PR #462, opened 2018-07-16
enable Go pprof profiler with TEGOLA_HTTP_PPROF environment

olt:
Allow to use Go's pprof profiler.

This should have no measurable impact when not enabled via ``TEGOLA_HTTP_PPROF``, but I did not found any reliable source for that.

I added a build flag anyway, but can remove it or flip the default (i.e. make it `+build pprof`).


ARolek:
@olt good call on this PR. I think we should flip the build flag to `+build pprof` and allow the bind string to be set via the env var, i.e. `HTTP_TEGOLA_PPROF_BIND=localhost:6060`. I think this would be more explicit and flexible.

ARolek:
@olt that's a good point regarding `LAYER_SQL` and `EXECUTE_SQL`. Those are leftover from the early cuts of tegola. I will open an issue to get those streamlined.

* * *

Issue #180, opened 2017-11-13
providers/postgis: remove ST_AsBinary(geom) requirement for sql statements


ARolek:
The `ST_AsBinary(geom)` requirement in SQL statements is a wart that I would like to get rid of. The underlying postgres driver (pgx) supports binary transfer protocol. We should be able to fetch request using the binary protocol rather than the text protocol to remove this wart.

* * *

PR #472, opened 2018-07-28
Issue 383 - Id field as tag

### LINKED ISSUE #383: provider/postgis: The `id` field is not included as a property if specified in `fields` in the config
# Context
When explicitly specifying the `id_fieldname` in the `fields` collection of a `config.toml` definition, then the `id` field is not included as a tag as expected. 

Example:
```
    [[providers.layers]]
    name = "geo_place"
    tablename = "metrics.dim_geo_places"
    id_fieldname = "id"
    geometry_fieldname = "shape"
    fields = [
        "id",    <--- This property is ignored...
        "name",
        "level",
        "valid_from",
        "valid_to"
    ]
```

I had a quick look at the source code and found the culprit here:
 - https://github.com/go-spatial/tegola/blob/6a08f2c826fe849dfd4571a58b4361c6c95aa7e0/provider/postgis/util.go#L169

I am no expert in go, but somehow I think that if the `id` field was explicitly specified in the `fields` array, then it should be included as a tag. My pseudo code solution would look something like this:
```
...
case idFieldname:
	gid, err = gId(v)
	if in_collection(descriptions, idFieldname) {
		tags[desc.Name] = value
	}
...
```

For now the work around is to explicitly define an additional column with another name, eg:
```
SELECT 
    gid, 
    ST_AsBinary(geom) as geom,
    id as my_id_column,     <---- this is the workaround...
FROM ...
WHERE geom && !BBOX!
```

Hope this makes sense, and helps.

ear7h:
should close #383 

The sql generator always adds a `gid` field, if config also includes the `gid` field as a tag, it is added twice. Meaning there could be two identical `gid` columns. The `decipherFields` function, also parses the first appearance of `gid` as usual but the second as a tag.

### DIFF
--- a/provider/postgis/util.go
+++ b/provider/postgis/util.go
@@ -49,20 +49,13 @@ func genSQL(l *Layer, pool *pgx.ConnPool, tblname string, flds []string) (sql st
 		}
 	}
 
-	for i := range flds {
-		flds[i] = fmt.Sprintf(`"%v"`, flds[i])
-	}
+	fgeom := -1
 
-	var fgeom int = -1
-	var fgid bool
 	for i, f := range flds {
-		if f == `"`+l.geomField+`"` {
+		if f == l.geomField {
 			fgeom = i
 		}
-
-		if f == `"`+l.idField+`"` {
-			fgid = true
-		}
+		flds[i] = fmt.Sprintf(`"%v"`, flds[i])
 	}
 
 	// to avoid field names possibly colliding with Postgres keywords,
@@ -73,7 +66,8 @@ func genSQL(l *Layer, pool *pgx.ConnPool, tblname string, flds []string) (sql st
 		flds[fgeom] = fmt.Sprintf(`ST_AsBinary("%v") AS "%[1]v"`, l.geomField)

### WHAT TO WORK ON:
Of the entries above, repeat exactly the lines from the line with "PR #462, opened 2018-07-16" through the line with "get those streamlined.", both of them included.

### EXERCISE ANSWER:
PR #462, opened 2018-07-16
enable Go pprof profiler with TEGOLA_HTTP_PPROF environment

olt:
Allow to use Go's pprof profiler.

This should have no measurable impact when not enabled via ``TEGOLA_HTTP_PPROF``, but I did not found any reliable source for that.

I added a build flag anyway, but can remove it or flip the default (i.e. make it `+build pprof`).


ARolek:
@olt good call on this PR. I think we should flip the build flag to `+build pprof` and allow the bind string to be set via the env var, i.e. `HTTP_TEGOLA_PPROF_BIND=localhost:6060`. I think this would be more explicit and flexible.

ARolek:
@olt that's a good point regarding `LAYER_SQL` and `EXECUTE_SQL`. Those are leftover from the early cuts of tegola. I will open an issue to get those streamlined.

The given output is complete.